(ASSIGNMENT) Starting with the line containing "spccold: no need" and going on through the line containing "spencergibb: Actually, a", return the lines of the data below exactly, and only those.

RECORDS SUPPLIED START

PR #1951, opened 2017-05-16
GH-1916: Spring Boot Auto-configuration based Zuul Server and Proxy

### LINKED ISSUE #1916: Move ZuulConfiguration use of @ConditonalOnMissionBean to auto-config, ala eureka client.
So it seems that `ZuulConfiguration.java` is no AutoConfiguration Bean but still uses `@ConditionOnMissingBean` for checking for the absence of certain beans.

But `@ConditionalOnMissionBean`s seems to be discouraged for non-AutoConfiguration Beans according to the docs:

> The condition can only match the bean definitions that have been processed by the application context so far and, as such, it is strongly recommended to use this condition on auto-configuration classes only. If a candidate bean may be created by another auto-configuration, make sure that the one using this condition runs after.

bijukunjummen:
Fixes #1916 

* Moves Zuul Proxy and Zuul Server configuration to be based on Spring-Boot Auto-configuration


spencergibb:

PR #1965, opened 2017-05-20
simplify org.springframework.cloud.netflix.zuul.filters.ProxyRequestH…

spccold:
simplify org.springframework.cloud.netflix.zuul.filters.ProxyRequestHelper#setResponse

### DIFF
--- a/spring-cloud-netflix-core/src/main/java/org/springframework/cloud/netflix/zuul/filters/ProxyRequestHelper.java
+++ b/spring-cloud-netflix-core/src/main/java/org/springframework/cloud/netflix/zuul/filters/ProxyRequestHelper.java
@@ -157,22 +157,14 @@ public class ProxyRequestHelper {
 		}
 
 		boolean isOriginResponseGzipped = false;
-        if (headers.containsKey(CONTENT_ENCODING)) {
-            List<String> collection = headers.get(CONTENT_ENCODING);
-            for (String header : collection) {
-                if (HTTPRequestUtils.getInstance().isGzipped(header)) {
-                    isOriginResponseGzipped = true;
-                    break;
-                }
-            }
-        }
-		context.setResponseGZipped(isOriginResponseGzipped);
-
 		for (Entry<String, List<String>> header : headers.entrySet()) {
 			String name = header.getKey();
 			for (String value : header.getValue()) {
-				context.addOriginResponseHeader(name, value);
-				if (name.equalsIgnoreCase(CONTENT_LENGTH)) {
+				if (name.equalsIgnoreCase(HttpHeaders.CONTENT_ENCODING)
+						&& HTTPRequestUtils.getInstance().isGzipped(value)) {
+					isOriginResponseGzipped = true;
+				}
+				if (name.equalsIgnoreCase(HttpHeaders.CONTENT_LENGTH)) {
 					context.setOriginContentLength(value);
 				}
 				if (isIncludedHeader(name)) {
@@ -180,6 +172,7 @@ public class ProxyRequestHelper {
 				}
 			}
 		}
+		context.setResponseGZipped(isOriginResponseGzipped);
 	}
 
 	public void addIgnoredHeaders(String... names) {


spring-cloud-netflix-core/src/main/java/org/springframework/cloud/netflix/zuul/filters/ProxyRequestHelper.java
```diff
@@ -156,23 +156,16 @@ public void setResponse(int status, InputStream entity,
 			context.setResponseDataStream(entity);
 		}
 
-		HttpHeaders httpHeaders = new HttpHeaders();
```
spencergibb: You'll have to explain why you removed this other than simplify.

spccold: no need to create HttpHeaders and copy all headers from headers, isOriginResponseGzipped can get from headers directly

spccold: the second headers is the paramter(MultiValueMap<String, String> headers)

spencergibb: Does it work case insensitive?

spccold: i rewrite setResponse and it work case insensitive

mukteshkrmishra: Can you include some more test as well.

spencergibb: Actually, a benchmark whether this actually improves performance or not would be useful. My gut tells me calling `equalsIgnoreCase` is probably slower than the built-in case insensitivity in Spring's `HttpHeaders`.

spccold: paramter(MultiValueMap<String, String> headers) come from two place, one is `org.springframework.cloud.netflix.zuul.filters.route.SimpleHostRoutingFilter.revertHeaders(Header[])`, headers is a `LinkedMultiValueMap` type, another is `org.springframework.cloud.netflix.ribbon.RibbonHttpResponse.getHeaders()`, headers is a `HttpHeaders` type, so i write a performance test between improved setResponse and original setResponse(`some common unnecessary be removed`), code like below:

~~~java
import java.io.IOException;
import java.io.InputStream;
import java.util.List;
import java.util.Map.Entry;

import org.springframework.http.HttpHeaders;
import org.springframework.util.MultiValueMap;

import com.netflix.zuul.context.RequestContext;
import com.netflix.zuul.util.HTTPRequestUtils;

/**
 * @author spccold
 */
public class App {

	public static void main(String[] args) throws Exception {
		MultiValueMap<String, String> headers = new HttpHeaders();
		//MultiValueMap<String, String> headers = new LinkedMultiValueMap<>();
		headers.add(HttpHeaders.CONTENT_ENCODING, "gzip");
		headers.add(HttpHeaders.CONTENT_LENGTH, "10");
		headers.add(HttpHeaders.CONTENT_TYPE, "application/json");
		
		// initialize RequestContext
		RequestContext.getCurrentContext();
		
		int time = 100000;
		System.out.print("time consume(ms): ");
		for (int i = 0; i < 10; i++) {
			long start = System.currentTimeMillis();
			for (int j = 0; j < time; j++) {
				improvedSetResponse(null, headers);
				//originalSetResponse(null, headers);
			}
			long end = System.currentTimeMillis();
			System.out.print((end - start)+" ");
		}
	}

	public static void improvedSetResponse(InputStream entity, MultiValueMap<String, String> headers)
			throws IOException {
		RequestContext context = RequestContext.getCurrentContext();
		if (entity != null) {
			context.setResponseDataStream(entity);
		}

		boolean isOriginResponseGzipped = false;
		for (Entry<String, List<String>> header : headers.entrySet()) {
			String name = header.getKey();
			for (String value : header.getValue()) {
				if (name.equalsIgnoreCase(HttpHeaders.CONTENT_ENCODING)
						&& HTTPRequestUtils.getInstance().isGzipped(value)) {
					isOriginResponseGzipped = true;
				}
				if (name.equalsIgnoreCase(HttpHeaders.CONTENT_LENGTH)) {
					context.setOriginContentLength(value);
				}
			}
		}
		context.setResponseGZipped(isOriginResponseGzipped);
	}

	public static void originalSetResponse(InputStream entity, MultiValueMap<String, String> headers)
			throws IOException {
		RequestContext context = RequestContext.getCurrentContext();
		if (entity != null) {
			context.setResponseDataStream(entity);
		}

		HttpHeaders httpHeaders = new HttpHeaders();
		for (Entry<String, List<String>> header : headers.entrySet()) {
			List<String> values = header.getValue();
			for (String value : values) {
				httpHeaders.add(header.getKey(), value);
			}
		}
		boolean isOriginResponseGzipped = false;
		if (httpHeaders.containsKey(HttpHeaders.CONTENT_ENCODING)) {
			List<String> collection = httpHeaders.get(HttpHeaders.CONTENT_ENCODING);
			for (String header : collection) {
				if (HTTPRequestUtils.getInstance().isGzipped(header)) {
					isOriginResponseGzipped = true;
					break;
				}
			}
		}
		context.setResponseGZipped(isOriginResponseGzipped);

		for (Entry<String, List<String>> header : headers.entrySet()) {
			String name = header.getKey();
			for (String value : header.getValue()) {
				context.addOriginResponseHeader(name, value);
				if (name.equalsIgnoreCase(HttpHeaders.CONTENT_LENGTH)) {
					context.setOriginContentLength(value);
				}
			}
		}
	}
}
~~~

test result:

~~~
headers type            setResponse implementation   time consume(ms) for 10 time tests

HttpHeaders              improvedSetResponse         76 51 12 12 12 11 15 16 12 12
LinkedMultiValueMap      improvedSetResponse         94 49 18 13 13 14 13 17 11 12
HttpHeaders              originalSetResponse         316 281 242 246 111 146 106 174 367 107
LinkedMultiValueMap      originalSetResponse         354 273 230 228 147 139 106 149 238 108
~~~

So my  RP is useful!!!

RECORDS SUPPLIED END
RECORDS SUPPLIED START

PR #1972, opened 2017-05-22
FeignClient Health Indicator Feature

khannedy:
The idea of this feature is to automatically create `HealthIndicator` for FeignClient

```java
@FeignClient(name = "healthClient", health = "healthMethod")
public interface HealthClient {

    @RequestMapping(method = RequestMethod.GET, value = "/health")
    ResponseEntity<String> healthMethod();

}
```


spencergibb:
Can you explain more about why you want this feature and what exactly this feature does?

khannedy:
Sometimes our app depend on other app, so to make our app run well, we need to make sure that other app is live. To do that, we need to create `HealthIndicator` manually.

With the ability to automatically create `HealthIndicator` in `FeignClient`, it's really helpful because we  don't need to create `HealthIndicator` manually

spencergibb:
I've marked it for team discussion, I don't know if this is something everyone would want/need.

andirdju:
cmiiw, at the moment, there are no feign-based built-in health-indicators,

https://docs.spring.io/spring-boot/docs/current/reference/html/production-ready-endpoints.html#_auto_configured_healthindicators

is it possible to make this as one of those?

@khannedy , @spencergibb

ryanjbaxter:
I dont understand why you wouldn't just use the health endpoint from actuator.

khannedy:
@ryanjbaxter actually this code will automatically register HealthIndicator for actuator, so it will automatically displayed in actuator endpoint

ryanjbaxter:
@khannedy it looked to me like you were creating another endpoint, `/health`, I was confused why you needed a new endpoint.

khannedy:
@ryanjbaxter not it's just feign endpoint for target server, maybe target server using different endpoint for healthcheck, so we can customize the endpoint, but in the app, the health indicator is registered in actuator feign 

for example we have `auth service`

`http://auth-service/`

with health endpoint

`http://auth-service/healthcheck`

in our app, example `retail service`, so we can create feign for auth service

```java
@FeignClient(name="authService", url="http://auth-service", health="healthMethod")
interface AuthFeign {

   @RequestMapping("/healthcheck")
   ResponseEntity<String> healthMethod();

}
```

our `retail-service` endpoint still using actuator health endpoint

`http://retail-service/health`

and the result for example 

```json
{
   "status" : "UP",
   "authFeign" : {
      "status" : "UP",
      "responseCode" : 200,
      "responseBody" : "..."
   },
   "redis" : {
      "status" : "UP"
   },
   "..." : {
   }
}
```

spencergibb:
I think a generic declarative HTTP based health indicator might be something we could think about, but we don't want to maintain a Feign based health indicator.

RECORDS SUPPLIED END

(ANSWER TO THIS TASK)
spccold: no need to create HttpHeaders and copy all headers from headers, isOriginResponseGzipped can get from headers directly

spccold: the second headers is the paramter(MultiValueMap<String, String> headers)

spencergibb: Does it work case insensitive?

spccold: i rewrite setResponse and it work case insensitive

mukteshkrmishra: Can you include some more test as well.

spencergibb: Actually, a benchmark whether this actually improves performance or not would be useful. My gut tells me calling `equalsIgnoreCase` is probably slower than the built-in case insensitivity in Spring's `HttpHeaders`.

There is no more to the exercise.